EXERCISE REQUIREMENTS ▸ Each of the records below must be reproduced exactly.

Collected data ▸
= Beginning of Section =

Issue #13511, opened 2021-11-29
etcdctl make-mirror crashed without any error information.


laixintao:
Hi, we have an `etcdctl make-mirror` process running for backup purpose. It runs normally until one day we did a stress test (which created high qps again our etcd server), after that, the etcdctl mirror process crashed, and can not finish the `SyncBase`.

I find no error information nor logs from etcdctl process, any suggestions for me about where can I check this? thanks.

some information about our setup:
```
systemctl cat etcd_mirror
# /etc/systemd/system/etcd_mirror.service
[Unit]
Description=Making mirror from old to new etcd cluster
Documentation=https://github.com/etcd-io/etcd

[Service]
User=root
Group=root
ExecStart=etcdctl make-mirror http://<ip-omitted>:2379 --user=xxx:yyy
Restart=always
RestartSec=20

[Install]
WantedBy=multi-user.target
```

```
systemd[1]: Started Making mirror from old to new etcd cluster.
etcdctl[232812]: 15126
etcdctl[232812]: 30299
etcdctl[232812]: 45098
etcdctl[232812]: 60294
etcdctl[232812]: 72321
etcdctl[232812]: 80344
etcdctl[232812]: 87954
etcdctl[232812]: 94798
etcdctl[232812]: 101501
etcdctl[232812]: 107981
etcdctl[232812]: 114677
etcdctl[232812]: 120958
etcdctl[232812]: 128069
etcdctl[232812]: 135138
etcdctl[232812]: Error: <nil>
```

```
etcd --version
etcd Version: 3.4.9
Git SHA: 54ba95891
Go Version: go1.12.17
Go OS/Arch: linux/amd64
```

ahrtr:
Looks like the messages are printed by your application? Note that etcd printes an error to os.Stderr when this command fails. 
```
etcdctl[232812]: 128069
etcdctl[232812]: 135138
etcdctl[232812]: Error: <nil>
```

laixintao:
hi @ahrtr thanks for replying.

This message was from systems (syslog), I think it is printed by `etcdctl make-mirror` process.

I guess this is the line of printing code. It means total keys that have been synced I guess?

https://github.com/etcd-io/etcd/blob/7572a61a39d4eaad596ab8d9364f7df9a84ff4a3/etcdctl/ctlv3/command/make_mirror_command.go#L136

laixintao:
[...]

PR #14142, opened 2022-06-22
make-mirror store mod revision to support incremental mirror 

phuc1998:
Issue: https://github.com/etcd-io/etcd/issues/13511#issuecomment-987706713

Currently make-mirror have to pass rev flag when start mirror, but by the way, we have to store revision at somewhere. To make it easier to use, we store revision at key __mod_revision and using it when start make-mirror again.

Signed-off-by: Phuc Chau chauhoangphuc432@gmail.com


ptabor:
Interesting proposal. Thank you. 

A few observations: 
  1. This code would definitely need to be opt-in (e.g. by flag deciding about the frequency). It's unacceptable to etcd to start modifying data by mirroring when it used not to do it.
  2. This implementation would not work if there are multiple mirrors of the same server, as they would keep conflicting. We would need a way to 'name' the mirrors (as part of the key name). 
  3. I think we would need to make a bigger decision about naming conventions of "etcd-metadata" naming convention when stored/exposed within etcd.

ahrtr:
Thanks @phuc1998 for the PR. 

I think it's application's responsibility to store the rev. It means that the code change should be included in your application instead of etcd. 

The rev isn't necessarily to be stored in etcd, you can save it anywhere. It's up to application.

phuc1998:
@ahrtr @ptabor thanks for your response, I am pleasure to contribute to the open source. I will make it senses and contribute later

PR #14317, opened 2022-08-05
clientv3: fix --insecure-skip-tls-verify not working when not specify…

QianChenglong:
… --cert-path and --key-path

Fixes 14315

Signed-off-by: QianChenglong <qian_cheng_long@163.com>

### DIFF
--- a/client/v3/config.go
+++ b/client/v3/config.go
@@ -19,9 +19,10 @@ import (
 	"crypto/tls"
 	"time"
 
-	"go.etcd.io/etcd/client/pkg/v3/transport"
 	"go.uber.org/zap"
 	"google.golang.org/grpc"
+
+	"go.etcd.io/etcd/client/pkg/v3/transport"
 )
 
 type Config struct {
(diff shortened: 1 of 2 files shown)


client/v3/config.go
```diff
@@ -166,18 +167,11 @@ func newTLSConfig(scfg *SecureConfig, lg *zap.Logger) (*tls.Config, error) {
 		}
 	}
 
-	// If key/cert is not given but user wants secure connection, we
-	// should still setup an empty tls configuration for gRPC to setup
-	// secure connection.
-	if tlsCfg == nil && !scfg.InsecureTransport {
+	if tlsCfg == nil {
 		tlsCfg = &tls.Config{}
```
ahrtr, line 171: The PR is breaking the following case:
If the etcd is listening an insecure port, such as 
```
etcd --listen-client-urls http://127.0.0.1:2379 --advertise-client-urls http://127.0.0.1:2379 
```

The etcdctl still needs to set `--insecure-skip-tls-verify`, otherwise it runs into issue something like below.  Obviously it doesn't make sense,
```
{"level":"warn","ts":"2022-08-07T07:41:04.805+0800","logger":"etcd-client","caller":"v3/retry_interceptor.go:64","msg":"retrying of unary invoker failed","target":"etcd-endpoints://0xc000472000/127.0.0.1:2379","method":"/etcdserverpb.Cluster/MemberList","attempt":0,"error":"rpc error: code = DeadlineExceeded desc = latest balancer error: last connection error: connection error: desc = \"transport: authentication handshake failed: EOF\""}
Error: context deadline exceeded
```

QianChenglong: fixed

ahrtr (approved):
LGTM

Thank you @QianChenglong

= End of Section =

SOLUTION FOR THIS TASK ▸
Issue #13511, opened 2021-11-29
etcdctl make-mirror crashed without any error information.


laixintao:
Hi, we have an `etcdctl make-mirror` process running for backup purpose. It runs normally until one day we did a stress test (which created high qps again our etcd server), after that, the etcdctl mirror process crashed, and can not finish the `SyncBase`.

I find no error information nor logs from etcdctl process, any suggestions for me about where can I check this? thanks.

some information about our setup:
```
systemctl cat etcd_mirror
# /etc/systemd/system/etcd_mirror.service
[Unit]
Description=Making mirror from old to new etcd cluster
Documentation=https://github.com/etcd-io/etcd

[Service]
User=root
Group=root
ExecStart=etcdctl make-mirror http://<ip-omitted>:2379 --user=xxx:yyy
Restart=always
RestartSec=20

[Install]
WantedBy=multi-user.target
```

```
systemd[1]: Started Making mirror from old to new etcd cluster.
etcdctl[232812]: 15126
etcdctl[232812]: 30299
etcdctl[232812]: 45098
etcdctl[232812]: 60294
etcdctl[232812]: 72321
etcdctl[232812]: 80344
etcdctl[232812]: 87954
etcdctl[232812]: 94798
etcdctl[232812]: 101501
etcdctl[232812]: 107981
etcdctl[232812]: 114677
etcdctl[232812]: 120958
etcdctl[232812]: 128069
etcdctl[232812]: 135138
etcdctl[232812]: Error: <nil>
```

```
etcd --version
etcd Version: 3.4.9
Git SHA: 54ba95891
Go Version: go1.12.17
Go OS/Arch: linux/amd64
```

ahrtr:
Looks like the messages are printed by your application? Note that etcd printes an error to os.Stderr when this command fails. 
```
etcdctl[232812]: 128069
etcdctl[232812]: 135138
etcdctl[232812]: Error: <nil>
```

laixintao:
hi @ahrtr thanks for replying.

This message was from systems (syslog), I think it is printed by `etcdctl make-mirror` process.

I guess this is the line of printing code. It means total keys that have been synced I guess?

https://github.com/etcd-io/etcd/blob/7572a61a39d4eaad596ab8d9364f7df9a84ff4a3/etcdctl/ctlv3/command/make_mirror_command.go#L136

laixintao:
[...]

PR #14142, opened 2022-06-22
make-mirror store mod revision to support incremental mirror 

phuc1998:
Issue: https://github.com/etcd-io/etcd/issues/13511#issuecomment-987706713

Currently make-mirror have to pass rev flag when start mirror, but by the way, we have to store revision at somewhere. To make it easier to use, we store revision at key __mod_revision and using it when start make-mirror again.

Signed-off-by: Phuc Chau chauhoangphuc432@gmail.com


ptabor:
Interesting proposal. Thank you. 

A few observations: 
  1. This code would definitely need to be opt-in (e.g. by flag deciding about the frequency). It's unacceptable to etcd to start modifying data by mirroring when it used not to do it.
  2. This implementation would not work if there are multiple mirrors of the same server, as they would keep conflicting. We would need a way to 'name' the mirrors (as part of the key name). 
  3. I think we would need to make a bigger decision about naming conventions of "etcd-metadata" naming convention when stored/exposed within etcd.

ahrtr:
Thanks @phuc1998 for the PR. 

I think it's application's responsibility to store the rev. It means that the code change should be included in your application instead of etcd. 

The rev isn't necessarily to be stored in etcd, you can save it anywhere. It's up to application.

phuc1998:
@ahrtr @ptabor thanks for your response, I am pleasure to contribute to the open source. I will make it senses and contribute later

PR #14317, opened 2022-08-05
clientv3: fix --insecure-skip-tls-verify not working when not specify…

QianChenglong:
… --cert-path and --key-path

Fixes 14315

Signed-off-by: QianChenglong <qian_cheng_long@163.com>

### DIFF
--- a/client/v3/config.go
+++ b/client/v3/config.go
@@ -19,9 +19,10 @@ import (
 	"crypto/tls"
 	"time"
 
-	"go.etcd.io/etcd/client/pkg/v3/transport"
 	"go.uber.org/zap"
 	"google.golang.org/grpc"
+
+	"go.etcd.io/etcd/client/pkg/v3/transport"
 )
 
 type Config struct {
(diff shortened: 1 of 2 files shown)


client/v3/config.go
```diff
@@ -166,18 +167,11 @@ func newTLSConfig(scfg *SecureConfig, lg *zap.Logger) (*tls.Config, error) {
 		}
 	}
 
-	// If key/cert is not given but user wants secure connection, we
-	// should still setup an empty tls configuration for gRPC to setup
-	// secure connection.
-	if tlsCfg == nil && !scfg.InsecureTransport {
+	if tlsCfg == nil {
 		tlsCfg = &tls.Config{}
```
ahrtr, line 171: The PR is breaking the following case:
If the etcd is listening an insecure port, such as 
```
etcd --listen-client-urls http://127.0.0.1:2379 --advertise-client-urls http://127.0.0.1:2379 
```

The etcdctl still needs to set `--insecure-skip-tls-verify`, otherwise it runs into issue something like below.  Obviously it doesn't make sense,
```
{"level":"warn","ts":"2022-08-07T07:41:04.805+0800","logger":"etcd-client","caller":"v3/retry_interceptor.go:64","msg":"retrying of unary invoker failed","target":"etcd-endpoints://0xc000472000/127.0.0.1:2379","method":"/etcdserverpb.Cluster/MemberList","attempt":0,"error":"rpc error: code = DeadlineExceeded desc = latest balancer error: last connection error: connection error: desc = \"transport: authentication handshake failed: EOF\""}
Error: context deadline exceeded
```

QianChenglong: fixed

ahrtr (approved):
LGTM

Thank you @QianChenglong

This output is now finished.